Work item -> Write out the full listing below exactly as given.

(Supplied material begins)

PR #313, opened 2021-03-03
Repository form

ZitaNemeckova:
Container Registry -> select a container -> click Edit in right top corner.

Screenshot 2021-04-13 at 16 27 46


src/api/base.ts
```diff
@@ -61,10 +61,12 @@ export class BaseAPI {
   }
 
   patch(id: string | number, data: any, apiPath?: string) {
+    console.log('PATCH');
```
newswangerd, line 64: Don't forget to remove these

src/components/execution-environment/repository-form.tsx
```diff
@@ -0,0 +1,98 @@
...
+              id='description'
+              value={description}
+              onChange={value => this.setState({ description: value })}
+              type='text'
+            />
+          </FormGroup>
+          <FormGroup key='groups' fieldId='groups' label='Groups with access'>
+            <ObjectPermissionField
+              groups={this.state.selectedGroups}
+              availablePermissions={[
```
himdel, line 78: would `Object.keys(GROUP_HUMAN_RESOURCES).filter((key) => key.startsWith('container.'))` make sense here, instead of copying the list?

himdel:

(Supplied material ends)

Task output ->
PR #313, opened 2021-03-03
Repository form

ZitaNemeckova:
Container Registry -> select a container -> click Edit in right top corner.

Screenshot 2021-04-13 at 16 27 46


src/api/base.ts
```diff
@@ -61,10 +61,12 @@ export class BaseAPI {
   }
 
   patch(id: string | number, data: any, apiPath?: string) {
+    console.log('PATCH');
```
newswangerd, line 64: Don't forget to remove these

src/components/execution-environment/repository-form.tsx
```diff
@@ -0,0 +1,98 @@
...
+              id='description'
+              value={description}
+              onChange={value => this.setState({ description: value })}
+              type='text'
+            />
+          </FormGroup>
+          <FormGroup key='groups' fieldId='groups' label='Groups with access'>
+            <ObjectPermissionField
+              groups={this.state.selectedGroups}
+              availablePermissions={[
```
himdel, line 78: would `Object.keys(GROUP_HUMAN_RESOURCES).filter((key) => key.startsWith('container.'))` make sense here, instead of copying the list?

himdel:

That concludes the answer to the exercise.